Wie der Titel sagt kann ich noch einen Einladungs-Code eingeben bevor ich ich meinen Account erweitere. Derjenige der mir zuerst seinen per PN schickt bekommt den Zuschlag.
Dadurch bekommt ihr und ich bestimmte Bonusgegenstände.

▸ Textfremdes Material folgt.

Issue #6, opened 2022-06-23
Vue Component : Circuit Element Panel - GSoC'22


devartstar:
Changes to be made:-

- [x] Convert jQuery UI accordion to Vuetify component and fix styles.
- [x] Remove repeated DOM manipulation with strings for displaying panel icons.
- [x] Move the logic for searching of circuit elements to inside the panel-component.
- [ ] Refactor CSS for the Elements Panel.

PR #7, opened 2022-06-23
feat: circuit element panel component

devartstar:
Fixes: #6 
- Created PanelHeader Vue file - common for all panels which take in the title as a prop and display it.

- Converted the jQuery UI accordion -> [Vuetify expansion panel (variant: accordion)](https://next.vuetifyjs.com/en/components/expansion-panels/)

- Fixed some styles like to match the styles.

- Removed DOM manupulation as string for displaying icons in `setupElementLists()` function in `setup.js`.

- Fetching the data using lifecycle hook `onBeforeMount` and storing it in proper form to display in panel body using for loop.

- Moved `createElement()` function (which creats elemets to drag on the canvas) from `ux.js` to inside vue-componet

- Move the logic of searching elements inside vue-component

**To do:-** 
- [ ] Refactoring of CSS for circuit elements panel


src/components/Panels/PanelHeader.vue
```diff
@@ -0,0 +1,13 @@
...
+    <div class="panel-header">
+        {{ props.headerTitle }}
+        <span class="fas fa-minus-square minimize"></span>
+        <span class="fas fa-external-link-square-alt maximize"></span>
+    </div>
+</template>
+
+<script lang="ts" setup>
+const props = defineProps({
+    headerTitle: { type: String, default: 'Panel Header' },
```
tachyons, line 11: Can we make the texts translatable from the beginning itself, it will be difficult to translate later

devartstar: yes sure, I will try to do it.

devartstar: Worked on it, can you please review it.

https://user-images.githubusercontent.com/61665451/175772655-4800403c-62c9-4b73-a1e5-67e7bc319296.mp4

src/components/Extra.vue
```diff
@@ -978,8 +956,6 @@
     <!-- --------------------------------------------------------------------------------------------- -->
 </template>
 
-<script>
-export default {
-    name: 'Extra',
-}
+<script lang="ts" setup>
+import ElementsPanelVue from './Panels/ElementsPanel/ElementsPanel.vue'
```
abstrekt, line 960: lets not use the 'vue' suffix in component names?

src/components/Panels/PanelHeader.vue
```diff
@@ -0,0 +1,13 @@
+<template>
```
abstrekt, line 1: if this is a sharable component between the Panels, let's create a Panels/shared & move it to there, same flow for any shareable file.

src/components/Panels/ElementsPanel/ElementsPanel.vue
```diff
@@ -0,0 +1,186 @@
...
+            }
+        }
+    }
+    return finalResult
+}
+
+function createElement(elementName) {
+    if (simulationArea.lastSelected && simulationArea.lastSelected.newElement)
+        simulationArea.lastSelected.delete()
+    var obj = new modules[elementName]()
```
abstrekt, line 171: lets enable `https://eslint.org/docs/latest/rules/no-var`, wdyt?

src/components/Panels/ElementsPanel/ElementsPanel.vue
```diff
@@ -0,0 +1,186 @@
...
+function getImgUrl(elementName) {
+    const elementImg = new URL(
+        `../../../assets/img/${elementName}.svg`,
+        import.meta.url
+    ).href
+    return elementImg
+}
+
+var elementInput = ref('')
+function searchElements() {
```
abstrekt, line 138: Please make the element search case-insensitive. Currently, I can I'm not able to search for Hex using text "Hex", only "hex" is working.

src/components/Panels/ElementsPanel/ElementsPanel.vue
```diff
@@ -0,0 +1,186 @@
+<template>
+    <div
```
abstrekt, line 2: I can experience some lag when opening the panels when trying from the deploy preview, this doesn't seems to be the case on the production instance, can you check?

abstrekt:
On initial load, the minimize panel icon on the header seems broken -
image

There is some padding missing on the button for the last element
image

src/components/Panels/ElementsPanel/ElementsPanel.vue
```diff
@@ -0,0 +1,186 @@
...
+import simulationArea from '#/simulator/src/simulationArea'
+import { uxvar } from '#/simulator/src/ux'
+import modules from '#/simulator/src/modules'
+import { onBeforeMount, ref } from 'vue'
+var panelData = []
+window.elementHierarchy = metadata.elementHierarchy
+window.elementPanelList = []
+
+import { useI18n } from 'vue-i18n'
+const { t, locale } = useI18n()
```
abstrekt, line 112: lets make this function global? so that we don't need to import it everywhere?

abstrekt (changes requested):

src/styles/css/main.stylesheet.css
```diff
@@ -500,6 +501,44 @@ input[type='text']:focus {
     position: relative;
 }
 
+/* expansion panel styles - start */
+.v-expansion-panel {
```
abstrekt, line 505: we shouldn't overwrite library components styles globally, lets's move this to the components style tag, and wrap it inside a custom class?

devartstar:
> On initial load, the minimize panel icon on the header seems broken - 

fixed it, both the maximize and minimize icons were overlapping initially on load giving that weird icon.

> There is some padding missing on the button for the last element

fixed it, margin-bottom to the last panel was not showing.

src/components/Extra.vue
devartstar: removed it.

src/components/Panels/PanelHeader.vue
devartstar: moved PanelHeader into a folder named shared.

Will also have to make a separate sharable component for `<v-expansion-panel-text>` 
Since it's repeated twice in `ElementsPanel.vue`
And maybe needed once again in `LayoutPanel.vue`

src/components/Panels/ElementsPanel/ElementsPanel.vue
devartstar: If we add this rule we might have to disable it for the `simulators folder`, else it will add up to the linting errors since lots of places use var.
or insead i will use `let` and `const` from now on.

src/components/Panels/ElementsPanel/ElementsPanel.vue
devartstar: Fixed it.

src/styles/css/main.stylesheet.css
devartstar: I will fix it next while refactoring the CSS for this component.

src/components/Panels/ElementsPanel/ElementsPanel.vue
devartstar: Seemed like it was a common problem for many.
Solved it using this [reference](https://github.com/vuetifyjs/vuetify/issues/10140#issuecomment-605815875)

src/components/Panels/PanelHeader.vue
tachyons: fantastic

devartstar:
Will refactor the CSS after Layout Elements Panel is also done. (many classes are the same)

Issue #8, opened 2022-07-01
Vue Component : Properties Panel - GSoC'22


devartstar:
Replace the properties panel done by DOM manupulation using string to a Vue Component.

Tasks to be done :-
- [x] Seperate the Properties panel into its own component.
- [x] Move the logic from `showProperties()` function inside Vue component to display the panel accordingly.
- [ ] There are 3 types of Properties Panel Body
> - [ ] 1. Properties of elements in Layout Mode
> - [ ] 2. Properties Panel showing Project Properties
> - [ ] 3. Properties Panel showing Circiut Element Properties
- [ ] Link each of the options in the properties panel to their functionality
- [ ] Refactoring of CSS

PR #9, opened 2022-07-02
feat: properties panel component

devartstar:
Fixes: #8 
Tasks to be done :-

- [x]  Seperate the Properties panel into its own component.
- [x]  Move the logic from showProperties() function inside Vue component to display the panel accordingly.
- [x]  There are 3 types of Properties Panel Body
> - [x]  1. Properties Panel showing Project Properties 
> - [x]  2. Properties Panel showing Circiut Element Properties
> - [x]  3. Properties of elements in Layout Mode
- [x]  Link each of the options in the properties panel to their functionality
- [ ]  Refactoring of CSS


devartstar:
@abstrekt @ayan-biswas0412 
I have completed the panel body when circuit elements are selected.
Can you please check once if all the properties panel functionality wrt circuit elements are working properly?
Also, can you review the code so far

ayan-biswas0412 (commented):
* The Testbench is not draggable
image

* The **5f** and **0** both elements become same element when importing to the simulator panel
image

devartstar:
@ayan-biswas0412 
> The Testbench is not draggable
I experimentally applied the drag functiontionality just to the elements panel by coding the function myself. In the meet, it was decided that we might use the drag functionality logic from VueUse, if we don't find a proper library, hence haven't applied drag to any other component.

> The 5f and 0 both elements become same element when importing to the simulator panel
Can you please describe the bug? I compared it with the current simulator and it seems to work the same.

ayan-biswas0412:
> @ayan-biswas0412
> 
> > The Testbench is not draggable
> 
> I experimentally applied the drag functiontionality just to the elements panel by coding the function myself. In the meet, it was decided that we might use the drag functionality logic from VueUse, if we don't find a proper library, hence haven't applied drag to any other component.
> 
> > The 5f and 0 both elements become same element when importing to the simulator panel
> 
> Can you please describe the bug? I compared it with the current simulator and it seems to work the same.
> 
>  icons.mp4

ok no issues then.
I re-checked that and it is not a bug 🎉
Good work @devartstar 🚀

devartstar:
There are 2 things that I need to fix -

- The CircuitName in the panel doesn't change on switching circuits
- After canceling layout mode the panel doesn't reappear

src/components/Panels/PropertiesPanel/PropertiesPanel.vue
```diff
@@ -0,0 +1,80 @@
...
+    <div
+        id="moduleProperty"
+        class="moduleProperty noSelect effect1 properties-panel draggable-panel draggable-panel-css guide_2"
+    >
+        <PanelHeader :header-title="$t('simulator.panel_header.properties')" />
+        <div class="panel-body">
+            <div id="moduleProperty-inner">
+                <div id="moduleProperty-header">{{ panelBodyHeader }}</div>
+                <PanelType1 v-if="panelType == 1" />
+                <PanelType2 v-if="panelType == 2" />
```
abstrekt, line 11: If at a time, only one of these PanelType is to be rendered, then it is best practice to chain v-if with v-else-if.

src/components/Panels/PropertiesPanel/PropertiesPanel.vue
```diff
@@ -0,0 +1,80 @@
...
+import HelpButton from '../Shared/HelpButton.vue'
+import { onMounted } from 'vue'
+import {
+    checkPropertiesUpdate,
+    hideProperties,
+    prevPropertyObjGet,
+    prevPropertyObjSet,
+} from '#/simulator/src/ux'
+import { layoutModeGet } from '#/simulator/src/layoutMode'
+import PanelType1 from './PanelTypes/PanelType1.vue'
```
abstrekt, line 39: Lets add proper names to `PanelType1` , `PanelType2`, `PanelType3`, & use alias for any import.

src/components/Panels/PropertiesPanel/PropertiesPanel.vue
```diff
@@ -0,0 +1,80 @@
...
+        <PanelHeader :header-title="$t('simulator.panel_header.properties')" />
+        <div class="panel-body">
+            <div id="moduleProperty-inner">
+                <div id="moduleProperty-header">{{ panelBodyHeader }}</div>
+                <PanelType1 v-if="panelType == 1" />
+                <PanelType2 v-if="panelType == 2" />
+                <PanelType3
+                    v-if="panelType == 3"
+                    :key="toRaw(propertiesPanelObj)"
+                    :data="toRaw(propertiesPanelObj)"
```
abstrekt, line 15: why was toRaw necessary here?

src/components/Panels/PropertiesPanel/PanelTypes/PanelType3.vue
```diff
@@ -0,0 +1,122 @@
...
+</template>
+
+<script lang="ts" setup>
+import { escapeHtml } from '#/simulator/src/utils'
+import InputGroups from '../../Shared/InputGroups.vue'
+import DropdownSelect from '../../Shared/DropdownSelect.vue'
+const props = defineProps({
+    data: { type: Object, default: undefined },
+})
+const obj = props.data
```
abstrekt, line 120: 1/ lets use proper variable names here,
2/ storing props item in a variable like this removes the reactivity, are we intentionally removing reactivity?
3/ you can do something like `const { obj } = toRefs(props)` to store props in a variable and retain reactivity.
4/ also, the template can directly access all props, we don't need to extract it in the setup for the template to access props

src/components/Panels/Shared/HelpButton.vue
```diff
@@ -0,0 +1,22 @@
...
+		</button>
+	</p>
+</template>
+
+<script lang="ts" setup>
+const props = defineProps({
+    data: { type: Object, default: undefined },
+})
+const obj = props.data
+var helplink = obj && obj.helplink
```
abstrekt, line 18: just some tips: you can checkout JS Optional Chaining feature.

abstrekt (commented):
Functionality issue -
* Delete Circuit is not functional
* When exiting layout mode, properties panel is no longer accessible

src/components/Extra.vue
```diff
@@ -24,29 +24,7 @@
```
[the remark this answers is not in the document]
devartstar: Okay, I will.
But I don't think any code will be left in this at the end.
All of them will be moved to their respective components.

src/components/Panels/PropertiesPanel/PropertiesPanel.vue
```diff
@@ -0,0 +1,80 @@
...
+    prevPropertyObjSet(simulationArea.lastSelected)
+    propertiesPanelObj.value = simulationArea.lastSelected
+    // there are 3 types of panel body for Properties Panel
+    // depending upon which is last selected
+    // 1. Properties Panel in Layout mode
+    // 2. Properties Panel showing Project Properties
+    // 3. Properties Panel showing Circiut Element Properties
+
+    if (layoutModeGet()) {
+        panelType.value = 1
```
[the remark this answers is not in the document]
devartstar: This would be the Layout Panel

image

and the properties of the layout elements on selecting

image

src/components/Panels/PropertiesPanel/PropertiesPanel.vue
devartstar: Okay will change it

src/components/Panels/PropertiesPanel/PropertiesPanel.vue
devartstar: assigning an object to data property it converts into proxy object.
I found out Vue 3 is using [ES6 Proxy](https://developer.mozilla.org/en-US/docs/Web/JavaScript/Reference/Global_Objects/Proxy) to make an objects reactive
I was not able to compare `propertiesPanelObj` with `simulationArea.lastselected` to prevent updating panel type every time.
So used `toRaw()` to return the original object from proxy maintaining reactivity.

src/components/Panels/Shared/HelpButton.vue
devartstar: Thanks, I implemented it for help link

src/components/Panels/PropertiesPanel/PropertiesPanel.vue
devartstar: Yes, I renamed it and also restructured the component folder structure.

src/components/Extra.vue
```diff
@@ -978,8 +946,7 @@
     <!-- --------------------------------------------------------------------------------------------- -->
 </template>
 
-<script>
-export default {
-    name: 'Extra',
-}
+<script lang="ts" setup>
+import ElementsPanel from './Panels/ElementsPanel/ElementsPanel.vue'
```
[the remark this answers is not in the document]
devartstar: yes, I replaced it in all the places inside the properties panel.

devartstar:
> Functionality issue -
> 
> * Delete Circuit is not functional
> * When exiting layout mode, properties panel is no longer accessible

Fixed them.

Also ran an die Tasten, möchte heute noch verlängern.^^

Edit:
Sehe gerade dass das ganze per Email passieren muss. Also PN von jemanden der mir einen Code per Mail schicken möchte. 

Edit 2:
Angebot gillt immer noch. Los, wir bekommen beide eine Feder die bis Lvl 25 20% mehr Exp gibt. Ausserdem bekommt ihr irgendwann ein Reittier wenn ich das nächste mal verlängere.


----------



## Barunin (25. Februar 2015)

Ich suche ebenfalls einen Einladungs-Code. Bei PN teile ich dem ersten meine Email-Adresse mit.


----------



## Vonweither (15. April 2015)

Hallo!

 

Ich interessiere mich sehr für einen Einladungs (Freundschafts)-Code. Würde mich sehr freuen, eine PM zu erhalten!!!


----------



## Shoutan (25. Juni 2015)

Hai zusammen

Wer noch einen Code sucht.

 

 

HV6VRCVR 

und noch einer

*3J6DUPAC*

 

*Falls noch wer sucht.*


----------